» How to complete this task:
Find the string "files" in the listing and report every line that has it.

= Beginning of Section =

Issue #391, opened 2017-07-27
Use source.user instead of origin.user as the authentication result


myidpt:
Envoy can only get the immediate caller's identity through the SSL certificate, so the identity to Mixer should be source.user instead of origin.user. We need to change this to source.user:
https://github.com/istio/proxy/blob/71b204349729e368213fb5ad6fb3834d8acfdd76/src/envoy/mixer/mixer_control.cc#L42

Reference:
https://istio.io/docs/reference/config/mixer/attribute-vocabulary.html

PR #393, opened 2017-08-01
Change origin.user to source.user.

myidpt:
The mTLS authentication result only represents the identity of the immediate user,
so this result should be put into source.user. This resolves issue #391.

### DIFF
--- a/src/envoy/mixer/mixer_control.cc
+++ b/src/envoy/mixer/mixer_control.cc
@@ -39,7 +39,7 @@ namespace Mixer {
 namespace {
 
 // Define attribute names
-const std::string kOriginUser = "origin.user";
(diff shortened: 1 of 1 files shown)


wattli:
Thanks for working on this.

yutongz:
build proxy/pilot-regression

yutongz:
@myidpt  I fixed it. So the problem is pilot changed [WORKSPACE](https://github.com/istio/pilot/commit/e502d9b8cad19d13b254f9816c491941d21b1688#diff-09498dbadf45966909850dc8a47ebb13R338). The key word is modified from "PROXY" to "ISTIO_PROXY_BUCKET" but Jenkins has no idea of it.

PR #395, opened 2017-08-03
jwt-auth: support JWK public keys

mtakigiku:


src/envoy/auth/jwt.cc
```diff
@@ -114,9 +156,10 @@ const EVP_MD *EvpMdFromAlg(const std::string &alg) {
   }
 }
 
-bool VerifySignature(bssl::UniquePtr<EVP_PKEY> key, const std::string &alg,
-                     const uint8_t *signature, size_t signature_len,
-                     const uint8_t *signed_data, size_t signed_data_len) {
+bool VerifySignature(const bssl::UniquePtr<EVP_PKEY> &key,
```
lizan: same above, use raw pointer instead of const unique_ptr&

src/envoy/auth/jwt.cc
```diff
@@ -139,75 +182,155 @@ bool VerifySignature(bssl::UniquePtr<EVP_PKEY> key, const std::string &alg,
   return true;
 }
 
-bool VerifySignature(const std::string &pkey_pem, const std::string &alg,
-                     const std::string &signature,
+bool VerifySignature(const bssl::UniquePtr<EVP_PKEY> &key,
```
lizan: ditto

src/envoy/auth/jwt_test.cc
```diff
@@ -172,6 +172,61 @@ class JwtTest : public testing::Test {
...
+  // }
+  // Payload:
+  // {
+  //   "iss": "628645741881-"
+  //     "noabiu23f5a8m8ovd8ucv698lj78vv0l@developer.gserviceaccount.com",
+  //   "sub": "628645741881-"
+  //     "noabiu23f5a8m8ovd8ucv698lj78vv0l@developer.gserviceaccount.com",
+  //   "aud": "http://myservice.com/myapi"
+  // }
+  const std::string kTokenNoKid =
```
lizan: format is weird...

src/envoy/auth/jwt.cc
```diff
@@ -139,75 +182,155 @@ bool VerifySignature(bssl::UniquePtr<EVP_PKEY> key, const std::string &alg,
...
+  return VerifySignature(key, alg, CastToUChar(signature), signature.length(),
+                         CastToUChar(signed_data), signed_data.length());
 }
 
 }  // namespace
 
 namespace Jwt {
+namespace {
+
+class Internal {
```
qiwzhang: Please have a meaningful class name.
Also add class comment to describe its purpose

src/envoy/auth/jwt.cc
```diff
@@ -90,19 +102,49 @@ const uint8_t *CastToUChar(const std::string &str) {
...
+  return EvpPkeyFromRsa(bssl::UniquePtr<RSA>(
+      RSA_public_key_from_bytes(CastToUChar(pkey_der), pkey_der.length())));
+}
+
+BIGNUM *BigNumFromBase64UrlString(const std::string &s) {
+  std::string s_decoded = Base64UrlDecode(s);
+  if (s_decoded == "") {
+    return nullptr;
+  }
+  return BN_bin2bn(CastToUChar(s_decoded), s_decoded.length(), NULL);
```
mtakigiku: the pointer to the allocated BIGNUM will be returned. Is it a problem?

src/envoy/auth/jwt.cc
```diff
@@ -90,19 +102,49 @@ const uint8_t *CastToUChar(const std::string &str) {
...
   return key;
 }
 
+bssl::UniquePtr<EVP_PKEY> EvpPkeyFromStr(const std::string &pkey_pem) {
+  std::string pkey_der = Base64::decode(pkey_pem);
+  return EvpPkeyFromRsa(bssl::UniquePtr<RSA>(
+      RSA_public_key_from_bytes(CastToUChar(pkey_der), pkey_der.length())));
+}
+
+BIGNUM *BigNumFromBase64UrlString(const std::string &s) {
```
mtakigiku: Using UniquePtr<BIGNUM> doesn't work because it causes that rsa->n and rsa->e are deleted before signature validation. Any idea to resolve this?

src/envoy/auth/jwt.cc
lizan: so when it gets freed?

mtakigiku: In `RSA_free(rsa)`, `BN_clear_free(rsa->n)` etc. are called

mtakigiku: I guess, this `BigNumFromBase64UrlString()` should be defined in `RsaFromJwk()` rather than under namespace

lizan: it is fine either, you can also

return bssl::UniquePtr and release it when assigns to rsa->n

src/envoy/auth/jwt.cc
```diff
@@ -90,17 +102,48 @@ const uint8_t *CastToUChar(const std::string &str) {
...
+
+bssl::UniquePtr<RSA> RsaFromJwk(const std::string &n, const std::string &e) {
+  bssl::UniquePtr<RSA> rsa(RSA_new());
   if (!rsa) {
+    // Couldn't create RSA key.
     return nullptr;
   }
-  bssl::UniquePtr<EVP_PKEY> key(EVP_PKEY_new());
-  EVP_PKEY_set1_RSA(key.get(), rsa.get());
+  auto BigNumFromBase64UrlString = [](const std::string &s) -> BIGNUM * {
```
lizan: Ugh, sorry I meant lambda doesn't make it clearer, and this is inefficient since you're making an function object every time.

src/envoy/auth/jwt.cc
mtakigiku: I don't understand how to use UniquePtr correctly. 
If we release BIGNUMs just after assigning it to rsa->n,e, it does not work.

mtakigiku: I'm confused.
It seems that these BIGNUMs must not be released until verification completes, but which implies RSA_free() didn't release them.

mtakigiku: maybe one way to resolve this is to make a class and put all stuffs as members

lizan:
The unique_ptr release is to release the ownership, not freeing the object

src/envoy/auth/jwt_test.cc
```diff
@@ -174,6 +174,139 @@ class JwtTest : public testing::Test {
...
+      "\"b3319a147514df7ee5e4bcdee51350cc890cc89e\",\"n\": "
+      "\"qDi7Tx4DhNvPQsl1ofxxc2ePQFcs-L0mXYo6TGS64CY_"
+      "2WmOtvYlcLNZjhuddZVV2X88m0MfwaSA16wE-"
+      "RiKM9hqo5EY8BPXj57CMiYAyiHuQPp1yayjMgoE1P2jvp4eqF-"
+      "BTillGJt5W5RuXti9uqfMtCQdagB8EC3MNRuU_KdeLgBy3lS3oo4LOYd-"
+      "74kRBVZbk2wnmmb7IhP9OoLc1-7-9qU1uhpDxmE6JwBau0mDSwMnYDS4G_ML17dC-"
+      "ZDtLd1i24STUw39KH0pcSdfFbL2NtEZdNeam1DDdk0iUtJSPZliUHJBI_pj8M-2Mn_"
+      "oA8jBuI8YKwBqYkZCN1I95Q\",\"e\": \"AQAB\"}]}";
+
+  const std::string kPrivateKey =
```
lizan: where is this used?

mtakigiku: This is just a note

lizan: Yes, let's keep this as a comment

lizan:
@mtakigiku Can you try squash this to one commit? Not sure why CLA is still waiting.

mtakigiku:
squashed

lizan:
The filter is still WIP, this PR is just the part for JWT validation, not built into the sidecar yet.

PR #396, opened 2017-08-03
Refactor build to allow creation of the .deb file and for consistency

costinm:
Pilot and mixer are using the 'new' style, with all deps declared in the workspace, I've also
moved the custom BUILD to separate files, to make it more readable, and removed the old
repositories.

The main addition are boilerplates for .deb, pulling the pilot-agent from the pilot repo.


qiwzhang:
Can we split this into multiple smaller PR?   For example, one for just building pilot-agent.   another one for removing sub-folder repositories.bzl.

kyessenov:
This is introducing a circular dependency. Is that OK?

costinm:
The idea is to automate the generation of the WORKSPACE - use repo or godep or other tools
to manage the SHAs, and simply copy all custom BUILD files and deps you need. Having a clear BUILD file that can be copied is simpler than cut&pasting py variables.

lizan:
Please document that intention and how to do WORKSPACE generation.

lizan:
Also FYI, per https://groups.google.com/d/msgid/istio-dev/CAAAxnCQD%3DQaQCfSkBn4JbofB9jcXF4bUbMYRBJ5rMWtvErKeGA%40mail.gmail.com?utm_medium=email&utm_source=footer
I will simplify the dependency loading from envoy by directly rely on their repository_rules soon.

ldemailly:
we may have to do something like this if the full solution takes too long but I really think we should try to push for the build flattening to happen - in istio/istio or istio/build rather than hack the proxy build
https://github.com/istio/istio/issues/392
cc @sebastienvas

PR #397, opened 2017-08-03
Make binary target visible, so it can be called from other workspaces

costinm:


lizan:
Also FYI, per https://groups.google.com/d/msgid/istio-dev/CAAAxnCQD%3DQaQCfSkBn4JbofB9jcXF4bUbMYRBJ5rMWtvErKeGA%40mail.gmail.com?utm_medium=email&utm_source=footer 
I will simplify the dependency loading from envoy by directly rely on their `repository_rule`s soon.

= End of Section =
= Beginning of Section =

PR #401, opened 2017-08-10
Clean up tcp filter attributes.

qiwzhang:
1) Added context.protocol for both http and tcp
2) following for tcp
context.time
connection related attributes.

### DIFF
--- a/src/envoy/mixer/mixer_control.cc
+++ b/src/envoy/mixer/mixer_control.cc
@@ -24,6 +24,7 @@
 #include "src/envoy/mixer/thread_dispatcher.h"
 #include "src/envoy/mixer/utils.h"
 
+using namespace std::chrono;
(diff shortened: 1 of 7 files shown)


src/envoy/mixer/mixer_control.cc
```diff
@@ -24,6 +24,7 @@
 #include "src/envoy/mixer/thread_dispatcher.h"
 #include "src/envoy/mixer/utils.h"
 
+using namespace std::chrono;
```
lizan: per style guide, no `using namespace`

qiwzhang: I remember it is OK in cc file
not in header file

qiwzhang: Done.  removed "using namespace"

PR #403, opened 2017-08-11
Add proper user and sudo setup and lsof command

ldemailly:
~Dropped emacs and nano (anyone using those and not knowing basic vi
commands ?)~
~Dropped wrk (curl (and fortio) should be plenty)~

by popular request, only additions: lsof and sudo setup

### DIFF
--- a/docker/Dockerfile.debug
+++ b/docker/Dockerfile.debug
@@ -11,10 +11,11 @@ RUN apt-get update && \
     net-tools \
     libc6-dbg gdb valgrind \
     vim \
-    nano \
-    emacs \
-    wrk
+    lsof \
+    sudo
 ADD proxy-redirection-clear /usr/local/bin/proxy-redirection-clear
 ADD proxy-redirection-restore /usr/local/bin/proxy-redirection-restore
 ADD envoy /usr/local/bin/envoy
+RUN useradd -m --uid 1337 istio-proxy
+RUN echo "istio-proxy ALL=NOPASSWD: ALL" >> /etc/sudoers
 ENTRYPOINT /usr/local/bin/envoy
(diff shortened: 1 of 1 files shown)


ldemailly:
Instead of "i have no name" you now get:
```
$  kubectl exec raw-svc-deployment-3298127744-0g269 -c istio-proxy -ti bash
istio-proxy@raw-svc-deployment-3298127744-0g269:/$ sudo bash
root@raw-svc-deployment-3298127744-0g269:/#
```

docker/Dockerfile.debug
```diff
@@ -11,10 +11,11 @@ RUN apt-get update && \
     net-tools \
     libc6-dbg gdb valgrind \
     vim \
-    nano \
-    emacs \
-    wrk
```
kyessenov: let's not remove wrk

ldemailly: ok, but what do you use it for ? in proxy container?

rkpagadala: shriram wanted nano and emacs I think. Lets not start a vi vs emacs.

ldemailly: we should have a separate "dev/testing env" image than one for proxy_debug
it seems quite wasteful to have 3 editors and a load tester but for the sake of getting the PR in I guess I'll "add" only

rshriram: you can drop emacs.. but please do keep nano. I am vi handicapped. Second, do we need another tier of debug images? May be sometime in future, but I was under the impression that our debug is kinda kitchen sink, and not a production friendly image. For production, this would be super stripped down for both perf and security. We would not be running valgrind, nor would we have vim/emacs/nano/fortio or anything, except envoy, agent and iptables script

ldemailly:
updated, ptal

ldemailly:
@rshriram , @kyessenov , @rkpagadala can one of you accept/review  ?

= End of Section =

» Answer to the exercise:
(diff shortened: 1 of 1 files shown)
moved the custom BUILD to separate files, to make it more readable, and removed the old
to manage the SHAs, and simply copy all custom BUILD files and deps you need. Having a clear BUILD file that can be copied is simpler than cut&pasting py variables.
(diff shortened: 1 of 7 files shown)
(diff shortened: 1 of 1 files shown)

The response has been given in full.